The Counseling Psychologist
- Discipline: Psychology
- Language: English
- Edited by: Lydia P. Buki

Publication details
- History: 1969-present
- Publisher: SAGE Publications in association with the Society of Counseling Psychology (United States)
- Frequency: 8/year
- Impact factor: 1.348 (2017)

Standard abbreviations
- ISO 4: Couns. Psychol.

Indexing
- ISSN: 0011-0000 (print) 1552-3861 (web)
- LCCN: 72006502
- OCLC no.: 1565312

Links
- Journal homepage; Online access; Online archive;

= The Counseling Psychologist =

The Counseling Psychologist is a peer-reviewed academic journal that focuses on timely topics in such diverse areas as multiculturalism and cross-cultural competency, research methods, vocational psychology, assessment, international counseling and research, prevention and intervention, health, social justice, assessment, and training and supervision. This journal is a member of the Committee on Publication Ethics (COPE). The journal's editor is Lydia P. Buki, PhD (University of Miami). It has been in publication since 1969 and is currently published by SAGE Publications in association with the Society of Counseling Psychology, Division 17 of the American Psychological Association.

== Scope ==
The Counseling Psychologist aims to increase the knowledge base of counseling psychology through debate and comprehensive coverage of new and developing areas of research and practice.

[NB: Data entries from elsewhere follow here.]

PR #362, opened 2020-04-14
Build miner inside Docker container for aarch64

fvasquez:
The `Dockerfile` builds and runs miner inside a container using QEMU.

### DIFF
--- a/.buildkite/pipeline.yml
+++ b/.buildkite/pipeline.yml
@@ -11,13 +11,25 @@ steps:
       - "artifacts/*"
 
   - if: build.tag != null
-    name: ":whale: docker"
+    name: ":whale: ARM64 docker"
     agents:
       queue: "erlang"
     commands:
       - "git fetch -t"
       - ".buildkite/scripts/make_arm64_docker.sh"
+
+  - if: build.tag != null
+    name: ":whale: ARM32 docker"
+    agents:
+      queue: "erlang"
+    commands:
+      - "git fetch -t"
       - ".buildkite/scripts/make_arm32_docker.sh"
 
-
-
+  - if: build.tag != null
+    name: ":whale: AMD64 docker"
+    agents:
+      queue: "erlang"
+    commands:
+      - "git fetch -t"
+      - ".buildkite/scripts/make_amd64_docker.sh"
--- a/.buildkite/pipeline.yml
+++ b/.buildkite/pipeline.yml
@@ -9,3 +9,15 @@ steps:
       queue: "erlang"
     artifact_paths:
       - "artifacts/*"
+
+  - if: build.tag != null
+    name: ":whale: docker"
+    agents:
+      queue: "erlang"
+    commands:
+      - "git fetch -t"
+      - ".buildkite/scripts/make_arm64_docker.sh"
+      - ".buildkite/scripts/make_arm32_docker.sh"
+
+
+
--- a/.buildkite/pipeline.yml
+++ b/.buildkite/pipeline.yml
@@ -5,6 +5,7 @@ steps:
       - "make compile"
       - "make ci"
     name: ":hammer: build"
+    key: "tests"
     agents:
       queue: "erlang"
     artifact_paths:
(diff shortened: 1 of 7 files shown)


mrallen1:
Looks good. Tomorrow let's work on getting this running in buildkite

mrallen1:
Despite the tests failure, I believe this PR is ready for review and merging. @Vagabond @evanmcc

.buildkite/pipeline.yml
```diff
@@ -5,7 +5,36 @@ steps:
...
+#
+#  - if: build.tag != null
+#    name: ":whale: ARM32 docker"
+#   agents:
+#     queue: "erlang"
+#   commands:
+#     - "git fetch -t"
+#     - ".buildkite/scripts/make_arm32_docker.sh"
+
+  - if: build.tag != null
```
madninja, line 34: is this section duplicated?

.buildkite/scripts/Dockerfile-amd64
```diff
@@ -0,0 +1,40 @@
...
+
+WORKDIR /opt/miner
+
+ENV COOKIE=miner \
+    # Write files generated during startup to /tmp
+    RELX_OUT_FILE_PATH=/tmp
+
+COPY --from=builder /opt/rel /opt/miner
+
+#CMD tail -f /dev/null
```
madninja, line 40: Should the docker file strip out the source or other build shrapnel after building a release?

.buildkite/scripts/Dockerfile-arm32
```diff
@@ -0,0 +1,41 @@
...
+RUN ulimit -n 64000
+
+WORKDIR /opt/miner
+
+ENV COOKIE=miner \
+    # Write files generated during startup to /tmp
+    RELX_OUT_FILE_PATH=/tmp
+
+COPY --from=builder /opt/rel /opt/miner
+
```
madninja, line 41: Same question? Does cleaning up a lot of the source and build output help make the image slimmer?

.buildkite/scripts/Dockerfile-arm64
```diff
@@ -0,0 +1,40 @@
...
+
+WORKDIR /opt/miner
+
+ENV COOKIE=miner \
+    # Write files generated during startup to /tmp
+    RELX_OUT_FILE_PATH=/tmp
+
+COPY --from=builder /opt/rel /opt/miner
+
+#CMD tail -f /dev/null
```
madninja, line 40: Same question on retaining build/ source shrapnel after the docker build

.buildkite/pipeline.yml
```diff
@@ -5,7 +5,36 @@ steps:
       - "make compile"
       - "make ci"
     name: ":hammer: build"
+    key: "tests"
```
madninja, line 8: What is this key for?

mrallen1: Well, eventually I'd like to make building the image on having a clean test run, so this just sets the stage for that. Down the road we can add a

```yaml
  depends_on: tests
```

line in there.

.buildkite/pipeline.yml
mrallen1: Yes, so the builds will run in parallel with each other and only be trigged by a tag

.buildkite/scripts/Dockerfile-amd64
mrallen1: This `COPY` command basically leaves all the build foo in a different container but moves our release into a fresh container.

.buildkite/scripts/Dockerfile-arm32
mrallen1: Yes it does

.buildkite/pipeline.yml
madninja: Right but it's building the same make_amd64_docker.sh twice.. in parallel

.buildkite/scripts/Dockerfile-arm64
mrallen1: Yeah, tbh we should probably purge the build images from bk - that's a good clean up step.

mrallen1: Honestly, we should probably just purge images in general after... 10 days maybe?

.buildkite/pipeline.yml
madninja: I can't read worth crap today.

This journal is the official publication of the Society of Counseling Psychology (Division 17) of the American Psychological Association. Articles focus on the theory, research, and practice of counseling psychology. In addition, the journal has two forums, the International Forum and the Legacies and Tradition Forum, which highlight scholarship involving international populations and document the history of the field of counseling psychology, respectively.

== Abstracting and indexing ==
The Counseling Psychologist is abstracted and indexed in, among other databases: SCOPUS, and the Social Sciences Citation Index. According to the Journal Citation Reports, its 2017 impact factor is 1.348, ranking it 54 out of 82 journals in the category 'Psychology, Applied'. In 2017, the impact factor fell to 1.348.